'''

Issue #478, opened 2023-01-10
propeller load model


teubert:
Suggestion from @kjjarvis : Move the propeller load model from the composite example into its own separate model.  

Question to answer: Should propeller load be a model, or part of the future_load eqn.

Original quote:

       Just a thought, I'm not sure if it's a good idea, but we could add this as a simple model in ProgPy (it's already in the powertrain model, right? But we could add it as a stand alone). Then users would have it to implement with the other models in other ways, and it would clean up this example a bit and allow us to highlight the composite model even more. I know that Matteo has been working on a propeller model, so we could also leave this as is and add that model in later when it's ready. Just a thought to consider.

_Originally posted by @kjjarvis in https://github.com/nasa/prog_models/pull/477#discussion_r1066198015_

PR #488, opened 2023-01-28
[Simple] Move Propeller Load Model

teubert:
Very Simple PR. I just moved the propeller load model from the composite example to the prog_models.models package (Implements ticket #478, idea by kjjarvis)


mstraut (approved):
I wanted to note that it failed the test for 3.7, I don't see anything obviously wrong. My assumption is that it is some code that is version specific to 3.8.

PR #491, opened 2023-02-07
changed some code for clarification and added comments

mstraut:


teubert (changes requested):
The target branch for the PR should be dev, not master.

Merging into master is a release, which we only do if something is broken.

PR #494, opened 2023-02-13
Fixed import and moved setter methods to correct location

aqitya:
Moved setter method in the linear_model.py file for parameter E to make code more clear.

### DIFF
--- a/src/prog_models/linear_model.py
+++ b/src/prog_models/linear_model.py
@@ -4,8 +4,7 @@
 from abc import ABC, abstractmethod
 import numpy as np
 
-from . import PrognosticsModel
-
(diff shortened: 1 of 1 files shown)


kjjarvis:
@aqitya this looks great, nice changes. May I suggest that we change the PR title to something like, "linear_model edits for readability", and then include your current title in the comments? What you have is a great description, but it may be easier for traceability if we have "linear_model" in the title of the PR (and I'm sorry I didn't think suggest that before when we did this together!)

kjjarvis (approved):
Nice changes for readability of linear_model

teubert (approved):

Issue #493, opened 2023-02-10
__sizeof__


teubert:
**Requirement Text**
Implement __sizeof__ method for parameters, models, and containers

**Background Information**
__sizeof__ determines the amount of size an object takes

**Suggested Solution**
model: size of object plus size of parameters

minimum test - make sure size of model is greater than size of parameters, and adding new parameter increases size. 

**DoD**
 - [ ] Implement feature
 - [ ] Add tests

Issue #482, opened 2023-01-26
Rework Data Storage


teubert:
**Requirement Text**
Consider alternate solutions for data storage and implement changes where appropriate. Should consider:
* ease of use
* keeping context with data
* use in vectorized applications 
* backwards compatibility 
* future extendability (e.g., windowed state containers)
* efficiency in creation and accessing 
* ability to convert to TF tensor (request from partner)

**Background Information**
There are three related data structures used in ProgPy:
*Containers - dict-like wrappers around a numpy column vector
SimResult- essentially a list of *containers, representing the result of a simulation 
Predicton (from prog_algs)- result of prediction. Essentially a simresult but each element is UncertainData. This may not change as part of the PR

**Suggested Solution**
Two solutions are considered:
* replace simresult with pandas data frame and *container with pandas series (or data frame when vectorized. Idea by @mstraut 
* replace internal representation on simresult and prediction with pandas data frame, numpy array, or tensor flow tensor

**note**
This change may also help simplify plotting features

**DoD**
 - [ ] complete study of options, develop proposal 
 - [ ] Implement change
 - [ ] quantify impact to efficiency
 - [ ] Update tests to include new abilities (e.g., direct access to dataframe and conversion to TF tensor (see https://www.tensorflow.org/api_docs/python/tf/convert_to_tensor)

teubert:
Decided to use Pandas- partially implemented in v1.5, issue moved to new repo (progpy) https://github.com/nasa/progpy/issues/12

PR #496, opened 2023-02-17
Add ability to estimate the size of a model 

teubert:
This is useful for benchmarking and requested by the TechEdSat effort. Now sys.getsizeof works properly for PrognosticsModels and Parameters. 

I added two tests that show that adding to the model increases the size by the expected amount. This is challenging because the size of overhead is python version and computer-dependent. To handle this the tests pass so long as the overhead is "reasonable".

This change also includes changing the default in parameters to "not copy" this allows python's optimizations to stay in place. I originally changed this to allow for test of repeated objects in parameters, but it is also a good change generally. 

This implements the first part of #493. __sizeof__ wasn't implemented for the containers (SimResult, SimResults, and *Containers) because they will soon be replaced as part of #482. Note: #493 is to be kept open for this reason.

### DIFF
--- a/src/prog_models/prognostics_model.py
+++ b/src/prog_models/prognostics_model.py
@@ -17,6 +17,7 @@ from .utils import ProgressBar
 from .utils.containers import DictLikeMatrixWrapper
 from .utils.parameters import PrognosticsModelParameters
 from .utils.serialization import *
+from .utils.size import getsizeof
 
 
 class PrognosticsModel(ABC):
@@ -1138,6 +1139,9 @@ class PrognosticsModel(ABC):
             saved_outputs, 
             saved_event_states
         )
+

'''

• [Task statement]:
Retype all of the listing exactly, leaving out no line.

• [Response area]:
Issue #478, opened 2023-01-10
propeller load model


teubert:
Suggestion from @kjjarvis : Move the propeller load model from the composite example into its own separate model.  

Question to answer: Should propeller load be a model, or part of the future_load eqn.

Original quote:

       Just a thought, I'm not sure if it's a good idea, but we could add this as a simple model in ProgPy (it's already in the powertrain model, right? But we could add it as a stand alone). Then users would have it to implement with the other models in other ways, and it would clean up this example a bit and allow us to highlight the composite model even more. I know that Matteo has been working on a propeller model, so we could also leave this as is and add that model in later when it's ready. Just a thought to consider.

_Originally posted by @kjjarvis in https://github.com/nasa/prog_models/pull/477#discussion_r1066198015_

PR #488, opened 2023-01-28
[Simple] Move Propeller Load Model

teubert:
Very Simple PR. I just moved the propeller load model from the composite example to the prog_models.models package (Implements ticket #478, idea by kjjarvis)


mstraut (approved):
I wanted to note that it failed the test for 3.7, I don't see anything obviously wrong. My assumption is that it is some code that is version specific to 3.8.

PR #491, opened 2023-02-07
changed some code for clarification and added comments

mstraut:


teubert (changes requested):
The target branch for the PR should be dev, not master.

Merging into master is a release, which we only do if something is broken.

PR #494, opened 2023-02-13
Fixed import and moved setter methods to correct location

aqitya:
Moved setter method in the linear_model.py file for parameter E to make code more clear.

### DIFF
--- a/src/prog_models/linear_model.py
+++ b/src/prog_models/linear_model.py
@@ -4,8 +4,7 @@
 from abc import ABC, abstractmethod
 import numpy as np
 
-from . import PrognosticsModel
-
(diff shortened: 1 of 1 files shown)


kjjarvis:
@aqitya this looks great, nice changes. May I suggest that we change the PR title to something like, "linear_model edits for readability", and then include your current title in the comments? What you have is a great description, but it may be easier for traceability if we have "linear_model" in the title of the PR (and I'm sorry I didn't think suggest that before when we did this together!)

kjjarvis (approved):
Nice changes for readability of linear_model

teubert (approved):

Issue #493, opened 2023-02-10
__sizeof__


teubert:
**Requirement Text**
Implement __sizeof__ method for parameters, models, and containers

**Background Information**
__sizeof__ determines the amount of size an object takes

**Suggested Solution**
model: size of object plus size of parameters

minimum test - make sure size of model is greater than size of parameters, and adding new parameter increases size. 

**DoD**
 - [ ] Implement feature
 - [ ] Add tests

Issue #482, opened 2023-01-26
Rework Data Storage


teubert:
**Requirement Text**
Consider alternate solutions for data storage and implement changes where appropriate. Should consider:
* ease of use
* keeping context with data
* use in vectorized applications 
* backwards compatibility 
* future extendability (e.g., windowed state containers)
* efficiency in creation and accessing 
* ability to convert to TF tensor (request from partner)

**Background Information**
There are three related data structures used in ProgPy:
*Containers - dict-like wrappers around a numpy column vector
SimResult- essentially a list of *containers, representing the result of a simulation 
Predicton (from prog_algs)- result of prediction. Essentially a simresult but each element is UncertainData. This may not change as part of the PR

**Suggested Solution**
Two solutions are considered:
* replace simresult with pandas data frame and *container with pandas series (or data frame when vectorized. Idea by @mstraut 
* replace internal representation on simresult and prediction with pandas data frame, numpy array, or tensor flow tensor

**note**
This change may also help simplify plotting features

**DoD**
 - [ ] complete study of options, develop proposal 
 - [ ] Implement change
 - [ ] quantify impact to efficiency
 - [ ] Update tests to include new abilities (e.g., direct access to dataframe and conversion to TF tensor (see https://www.tensorflow.org/api_docs/python/tf/convert_to_tensor)

teubert:
Decided to use Pandas- partially implemented in v1.5, issue moved to new repo (progpy) https://github.com/nasa/progpy/issues/12

PR #496, opened 2023-02-17
Add ability to estimate the size of a model 

teubert:
This is useful for benchmarking and requested by the TechEdSat effort. Now sys.getsizeof works properly for PrognosticsModels and Parameters. 

I added two tests that show that adding to the model increases the size by the expected amount. This is challenging because the size of overhead is python version and computer-dependent. To handle this the tests pass so long as the overhead is "reasonable".

This change also includes changing the default in parameters to "not copy" this allows python's optimizations to stay in place. I originally changed this to allow for test of repeated objects in parameters, but it is also a good change generally. 

This implements the first part of #493. __sizeof__ wasn't implemented for the containers (SimResult, SimResults, and *Containers) because they will soon be replaced as part of #482. Note: #493 is to be kept open for this reason.

### DIFF
--- a/src/prog_models/prognostics_model.py
+++ b/src/prog_models/prognostics_model.py
@@ -17,6 +17,7 @@ from .utils import ProgressBar
 from .utils.containers import DictLikeMatrixWrapper
 from .utils.parameters import PrognosticsModelParameters
 from .utils.serialization import *
+from .utils.size import getsizeof
 
 
 class PrognosticsModel(ABC):
@@ -1138,6 +1139,9 @@ class PrognosticsModel(ABC):
             saved_outputs, 
             saved_event_states
         )
+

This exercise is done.